Stored items
# # # #

PR #224, opened 2017-06-04
Bugfix/accommodation ignore case

millerts:


service/src/main/java/tds/exam/services/impl/ExamAccommodationServiceImpl.java
```diff
@@ -339,7 +339,7 @@ private static String getOtherAccommodationValue(String formattedValue) {
                 .filter(acc ->
                     acc.getExamId().equals(examAccommodation.getExamId())
                         && acc.getSegmentPosition() == examAccommodation.getSegmentPosition()
-                        && acc.getType().equals(examAccommodation.getType())
+                        && acc.getType().equalsIgnoreCase(examAccommodation.getType())
```
millerts: These were all the places I saw in Exam that we are doing the type check.

PR #225, opened 2017-06-05
Feature/enable msb

millerts:


service/src/main/java/tds/exam/services/item/selection/ItemCandidateServiceImpl.java
```diff
@@ -150,7 +150,7 @@ public ItemCandidatesData getItemCandidates(UUID examId) throws ReturnStatusExce
         }
 
         if (nonSatisfiedSegments.isEmpty()) {
-            return Collections.singletonList(new ItemCandidatesData(examId, IItemSelectionDLL.SATISFIED));
+            return Collections.singletonList(new ItemCandidatesData(examId, AlgorithmType.SATISFIED.getType()));
```
millerts: I was using the wrong satisfied value so [this](https://github.com/SmarterApp/TDS_ItemSelectionShell/blob/develop/tds-item-selection-components/src/main/java/tds/itemselection/services/impl/ItemSelectionServiceImpl.java#L67) was always failing.

millerts: And once we have the right value it flows to [this](https://github.com/SmarterApp/TDS_ItemSelectionShell/blob/develop/tds-item-selection-components/src/main/java/tds/itemselection/services/impl/ItemSelectionServiceImpl.java#L101) which is handled by the ExamItemSelection service

PR #17, opened 2017-02-21
Only update the Jenkins plugin in the parent pom

kwhetstone:
In 99% of cases, the Jenkins plugin artifactId is the only identifier needed when updating the parent pom since plugin names are fairly unique.  For that last 1% (notably `junit`), the plugin compat tester "upgrades" a maven dependency that's not actually a plugin.  I simply added a check for the groupId; only upgrade a dependency that matches artifactId and groupId.

@reviewbybees  esp @andresrc


varyvol:
🐝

# # # #

Full repetition needed. Write out every entry above exactly as given.

### Final answer
PR #224, opened 2017-06-04
Bugfix/accommodation ignore case

millerts:


service/src/main/java/tds/exam/services/impl/ExamAccommodationServiceImpl.java
```diff
@@ -339,7 +339,7 @@ private static String getOtherAccommodationValue(String formattedValue) {
                 .filter(acc ->
                     acc.getExamId().equals(examAccommodation.getExamId())
                         && acc.getSegmentPosition() == examAccommodation.getSegmentPosition()
-                        && acc.getType().equals(examAccommodation.getType())
+                        && acc.getType().equalsIgnoreCase(examAccommodation.getType())
```
millerts: These were all the places I saw in Exam that we are doing the type check.

PR #225, opened 2017-06-05
Feature/enable msb

millerts:


service/src/main/java/tds/exam/services/item/selection/ItemCandidateServiceImpl.java
```diff
@@ -150,7 +150,7 @@ public ItemCandidatesData getItemCandidates(UUID examId) throws ReturnStatusExce
         }
 
         if (nonSatisfiedSegments.isEmpty()) {
-            return Collections.singletonList(new ItemCandidatesData(examId, IItemSelectionDLL.SATISFIED));
+            return Collections.singletonList(new ItemCandidatesData(examId, AlgorithmType.SATISFIED.getType()));
```
millerts: I was using the wrong satisfied value so [this](https://github.com/SmarterApp/TDS_ItemSelectionShell/blob/develop/tds-item-selection-components/src/main/java/tds/itemselection/services/impl/ItemSelectionServiceImpl.java#L67) was always failing.

millerts: And once we have the right value it flows to [this](https://github.com/SmarterApp/TDS_ItemSelectionShell/blob/develop/tds-item-selection-components/src/main/java/tds/itemselection/services/impl/ItemSelectionServiceImpl.java#L101) which is handled by the ExamItemSelection service

PR #17, opened 2017-02-21
Only update the Jenkins plugin in the parent pom

kwhetstone:
In 99% of cases, the Jenkins plugin artifactId is the only identifier needed when updating the parent pom since plugin names are fairly unique.  For that last 1% (notably `junit`), the plugin compat tester "upgrades" a maven dependency that's not actually a plugin.  I simply added a check for the groupId; only upgrade a dependency that matches artifactId and groupId.

@reviewbybees  esp @andresrc


varyvol:
🐝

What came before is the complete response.